Melanocamenta inflata

Scientific classification
- Kingdom: Animalia
- Phylum: Arthropoda
- Clade: Pancrustacea
- Class: Insecta
- Order: Coleoptera
- Suborder: Polyphaga
- Infraorder: Scarabaeiformia
- Family: Scarabaeidae
- Genus: Melanocamenta
- Species: M. inflata
- Binomial name: Melanocamenta inflata Moser, 1914

= Melanocamenta inflata =

- Genus: Melanocamenta
- Species: inflata
- Authority: Moser, 1914

Species of beetle

Melanocamenta inflata is a species of beetle of the family Scarabaeidae. It is found in Tanzania.

== Description ==
Adults reach a length of about 10-11 mm. They are similar in shape to Melanocamenta kolbei, but considerably larger. The head is extremely finely and widely punctate, the frontal suture is keeled, the transverse keel of the clypeus is strongly curved backward, and the anterior margin of the clypeus is very deeply arched, giving it a bilobed appearance.
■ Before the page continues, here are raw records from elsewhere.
PR #552, opened 2023-05-03
feat(shared): add security settings

ragi96:
[Task](https://app.clickup.com/t/8677unvhw) 

Security Settings if asset is download

added on
- audio-block
- image-block

### DIFF
--- a/packages/audio-block/src/AudioBlock.spec.ct.tsx
+++ b/packages/audio-block/src/AudioBlock.spec.ct.tsx
@@ -136,7 +136,7 @@ describe('Audio Block', () => {
         cy.get(AudioBlockSelector).should('have.css', 'flex-direction', 'column');
     });
 
-    it('renders an audio block without download button as its set in the security settings', () => {
+    it('renders an audio block with download button as its set in the security settings', () => {
         const asset = AssetDummy.with(312);
         const [AudioBlockWithStubs] = withAppBridgeBlockStubs(AudioBlock, {
             blockSettings: {
--- a/packages/audio-block/src/AudioBlock.spec.ct.tsx
+++ b/packages/audio-block/src/AudioBlock.spec.ct.tsx
@@ -150,4 +150,19 @@ describe('Audio Block', () => {
         mount(<AudioBlockWithStubs />);
         cy.get(DownloadButtonSelector).should('exist');
     });
+
+    it('renders an audio block without download button as its not allowed by the security settings', () => {
+        const asset = AssetDummy.with(312);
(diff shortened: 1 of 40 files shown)


packages/audio-block/src/settings.ts
```diff
@@ -3,11 +3,14 @@
 import { FileExtensionSets } from '@frontify/app-bridge';
 import { AssetChooserObjectType, IconEnum, defineSettings } from '@frontify/guideline-blocks-settings';
 
-import { AudioSecurity, TextPosition } from './types';
+import { TextPosition } from './types';
+import {
+    getSecurityDownloadableSetting,
+    getSecurityGlobalControlSetting,
+} from '@frontify/guideline-blocks-shared/src/settings/security';
```
fulopdaniel, line 10:
```suggestion
} from '@frontify/guideline-blocks-shared'
```

packages/audio-block/src/AudioBlock.spec.ct.tsx
```diff
@@ -133,4 +135,19 @@ describe('Audio Block', () => {
         mount(<AudioBlockWithStubs />);
         cy.get(AudioBlockSelector).should('have.css', 'flex-direction', 'column');
     });
+
+    it('renders an audio block without download button as its set in the security settings', () => {
```
fulopdaniel, line 139:
```suggestion
    it('renders an audio block with download button as its set in the security settings', () => {
```

fulopdaniel: Can you also add a test for not rendering it?

packages/image-block/src/ImageBlock.spec.ct.tsx
```diff
@@ -50,8 +51,12 @@ describe('Image Block', () => {
         cy.get(ImageBlockImageSelector).should('exist');
     });
 
-    it('should render the download button if the image is uploaded', () => {
+    it('should render the download button if the image is uploaded and security settings allows it', () => {
```
fulopdaniel, line 54: Can you add an extra test case checking if the security does not allow it?

packages/audio-block/src/AudioBlock.spec.ct.tsx
ragi96: yep, added

packages/image-block/src/ImageBlock.spec.ct.tsx
ragi96: also added one more test here

fulopdaniel (approved):

fulopdaniel:
🥇

Walkeezy (approved):

PR #554, opened 2023-05-03
feat: added i18nFields and searchFields

ragi96:
[Task](https://app.clickup.com/t/8677vgt82)
checked all blocks and added missing fields to the `manifest.json`


triggertoo (approved):
🚀

PR #557, opened 2023-05-08
feat: add Glyphs block

Walkeezy:
Ticket: https://app.clickup.com/t/863ghy2bx


packages/glyphs-block/src/GlyphsBlock.tsx
```diff
@@ -0,0 +1,73 @@
...
+                fontSize: blockSettings.fontSize,
+                fontFamily: fontFamily || 'inherit',
+                color: toRgbaString(fontColor),
+            }}
+        >
+            <ul
+                className="tw-grid tw-grid-cols-6"
+                style={{
+                    gap: borderWidth,
+                    padding: borderWidth,
```
celine-s, line 66: I think you could remove the outer div and move all in `ul`

packages/glyphs-block/src/GlyphsBlock.tsx
```diff
@@ -0,0 +1,73 @@
...
+                    ...(hasBorder && {
+                        outlineStyle: borderStyle,
+                        outlineWidth: borderWidth,
+                        outlineColor: toRgbaString(borderColor),
+                    }),
+                    ...getRadiusStyles(radiusChoice, hasRadius, radiusValue),
+                }}
+            >
+                {char}
+                {isLetter && char.toLowerCase()}
```
celine-s, line 47: should it also do it with a lowercase letter? or maybe add a check in `isLetter` if it's uppercase. Wdyt?

packages/glyphs-block/src/helpers.ts
```diff
@@ -0,0 +1,37 @@
+/* (c) Copyright Frontify Ltd., all rights reserved. */
+
+import { Choice } from '@frontify/guideline-blocks-settings';
+import { ApiFontStyle } from './types';
+
+export const getFonts = async (projectId: number): Promise<Choice[]> => {
+    const response = await fetch(`/api/project-font-family?project_id=${projectId}`);
+    const responseJson = await response.json();
+    const fonts = responseJson.data.map((fontStyle: ApiFontStyle) => ({
```
celine-s, line 9: add typing here to avoid any.

like:

```
const fonts: { label: string; value: string }[] = responseJson.data.map((fontStyle: ApiFontStyle) => ({
        label: fontStyle.name,
        value: fontStyle.css_family_name,
    }));

    return fonts.filter((font, index, self) => self.findIndex(({ value }) => value === font.value) === index);
    ```

File: packages/glyphs-block/src/helpers.ts [hunk 4]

The pronotum is smooth and similarly structured to that of kolbei and the scutellum is also without punctures. The elytra however, are moderately densely covered with rather coarse punctures. Flat, smooth ribs are only very indistinctly marked. In males, the pygidium is not very densely covered with coarser or weaker punctures across its entire surface; sometimes a smooth central line is visible. In females however, the pygidium is only punctured in the posterior half, while the anterior half is smooth. In both sexes, erect hairs are present in front of the posterior margin of the pygidium. The underside is widely punctured in the middle, becoming somewhat more densely punctured at the sides. The punctures are of unequal strength and the stronger ones are hairy.